## Description of the task
A complete, exact retyping of the data below is required.

Entries taken from a collection

┌──

PR #1077, opened 2024-03-27
Remove dead googlemock dependency and related setup code

RyeMutt:
This removes dead test-related dependencies and setup code

PR #1054, opened 2024-03-26
Port from JsonCPP to Boost.Json for json parsing and serializing

RyeMutt:
This ports the viewer to Boost.Json to eliminate the now-unneeded dependency on JsonCPP 

This depends on an update to Boost 1.84+

PR #1097, opened 2024-03-31
Upgrade Boost to 1.84.0

bennettgoble:
Bump Boost from 1.81.0 to 1.84.0. This updated package includes the `boost.json` module, which has been added to replace the viewer's old jsoncpp dependency (#1054.)

This PR depends on googlemock being removed in f6590d7e27cf86cc6a4bbf1a7207e6f7ea9b1150 (#1077), which is why it targets `DRTVWR-600-maint-A`

### DIFF
--- a/autobuild.xml
+++ b/autobuild.xml
@@ -104,25 +104,39 @@
             <key>archive</key>
             <map>
               <key>hash</key>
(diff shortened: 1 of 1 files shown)


marchcat (approved):
Thanks!

PR #1100, opened 2024-04-01
[WebRTC] Add UI for AGC, Echo Cancellation, and Noise Reduction; use Linden STUN servers.

roxanneskelly:
Plumb some audio processing settings through llwebrtc so that the viewer proper can set them.
Also, include a first-pass UI for setting those values (English only)
(TODO: Tweak UI and add non-English versions.)

Also, plumb STUN/TURN server settings through from llwebrtc and set them according to grid.
(TODO: pass them up from login)

### DIFF
--- a/indra/newview/llvoicewebrtc.cpp
+++ b/indra/newview/llvoicewebrtc.cpp
@@ -2374,7 +2374,7 @@ void LLVoiceWebRTCConnection::breakVoiceConnectionCoro()
     LLSD body;
     body["logout"]         = TRUE;
     body["viewer_session"] = mViewerSession;
-    body["voice_server_type"] = REPORTED_VOICE_SERVER_TYPE;
+    body["voice_server_type"] = WEBRTC_VOICE_SERVER_TYPE;
 
     LLCoreHttpUtil::HttpCoroutineAdapter::ptr_t httpAdapter(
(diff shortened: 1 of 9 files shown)


marchcat (approved):
> add non-English versions

Alternatively, this can be done later as part of the viewer translation update.

indra/newview/llvoicewebrtc.cpp
```diff
@@ -301,6 +302,13 @@ void LLWebRTCVoiceClient::updateSettings()
     setRenderDevice(outputDevice);
     F32 mic_level = gSavedSettings.getF32("AudioLevelMic");
     setMicGain(mic_level);
+    
+    llwebrtc::LLWebRTCDeviceInterface::AudioConfig config;
+    config.mEchoCancellation = gSavedSettings.getBOOL("VoiceEchoCancellation");
```
akleshchev, line 307: If updateSettings() gets called more often than once per frame, you might want to replace getBOOL with LLCachedControl<bool>

roxanneskelly: Hmm, I'm only seeing updateSettings getting called once when we change an audio setting under the debugger.  I'll make the change anyway, as it's the way of the future.

PR #1107, opened 2024-04-02
enable tracy for linux and build fix

AiraYumi:
Allows tracy to be enabled on Linux.

This may be incorrect because it was modified based on the Firestorm Viewer source code.
That's why it's a draft.

I could not build it without modifying indra/llcommon/llprofiler.h .
I don't know of any other way to fix it.


AiraYumi:
Is it better to target pull requests related to the linux version to maint-b from now on?

marchcat (approved):
Thank you!

marchcat:
> Is it better to target pull requests related to the linux version to maint-b from now on?

Yes, let's keep it there.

└──

## Written answer
PR #1077, opened 2024-03-27
Remove dead googlemock dependency and related setup code

RyeMutt:
This removes dead test-related dependencies and setup code

PR #1054, opened 2024-03-26
Port from JsonCPP to Boost.Json for json parsing and serializing

RyeMutt:
This ports the viewer to Boost.Json to eliminate the now-unneeded dependency on JsonCPP 

This depends on an update to Boost 1.84+

PR #1097, opened 2024-03-31
Upgrade Boost to 1.84.0

bennettgoble:
Bump Boost from 1.81.0 to 1.84.0. This updated package includes the `boost.json` module, which has been added to replace the viewer's old jsoncpp dependency (#1054.)

This PR depends on googlemock being removed in f6590d7e27cf86cc6a4bbf1a7207e6f7ea9b1150 (#1077), which is why it targets `DRTVWR-600-maint-A`

### DIFF
--- a/autobuild.xml
+++ b/autobuild.xml
@@ -104,25 +104,39 @@
             <key>archive</key>
             <map>
               <key>hash</key>
(diff shortened: 1 of 1 files shown)


marchcat (approved):
Thanks!

PR #1100, opened 2024-04-01
[WebRTC] Add UI for AGC, Echo Cancellation, and Noise Reduction; use Linden STUN servers.

roxanneskelly:
Plumb some audio processing settings through llwebrtc so that the viewer proper can set them.
Also, include a first-pass UI for setting those values (English only)
(TODO: Tweak UI and add non-English versions.)

Also, plumb STUN/TURN server settings through from llwebrtc and set them according to grid.
(TODO: pass them up from login)

### DIFF
--- a/indra/newview/llvoicewebrtc.cpp
+++ b/indra/newview/llvoicewebrtc.cpp
@@ -2374,7 +2374,7 @@ void LLVoiceWebRTCConnection::breakVoiceConnectionCoro()
     LLSD body;
     body["logout"]         = TRUE;
     body["viewer_session"] = mViewerSession;
-    body["voice_server_type"] = REPORTED_VOICE_SERVER_TYPE;
+    body["voice_server_type"] = WEBRTC_VOICE_SERVER_TYPE;
 
     LLCoreHttpUtil::HttpCoroutineAdapter::ptr_t httpAdapter(
(diff shortened: 1 of 9 files shown)


marchcat (approved):
> add non-English versions

Alternatively, this can be done later as part of the viewer translation update.

indra/newview/llvoicewebrtc.cpp
```diff
@@ -301,6 +302,13 @@ void LLWebRTCVoiceClient::updateSettings()
     setRenderDevice(outputDevice);
     F32 mic_level = gSavedSettings.getF32("AudioLevelMic");
     setMicGain(mic_level);
+    
+    llwebrtc::LLWebRTCDeviceInterface::AudioConfig config;
+    config.mEchoCancellation = gSavedSettings.getBOOL("VoiceEchoCancellation");
```
akleshchev, line 307: If updateSettings() gets called more often than once per frame, you might want to replace getBOOL with LLCachedControl<bool>

roxanneskelly: Hmm, I'm only seeing updateSettings getting called once when we change an audio setting under the debugger.  I'll make the change anyway, as it's the way of the future.

PR #1107, opened 2024-04-02
enable tracy for linux and build fix

AiraYumi:
Allows tracy to be enabled on Linux.

This may be incorrect because it was modified based on the Firestorm Viewer source code.
That's why it's a draft.

I could not build it without modifying indra/llcommon/llprofiler.h .
I don't know of any other way to fix it.


AiraYumi:
Is it better to target pull requests related to the linux version to maint-b from now on?

marchcat (approved):
Thank you!

marchcat:
> Is it better to target pull requests related to the linux version to maint-b from now on?

Yes, let's keep it there.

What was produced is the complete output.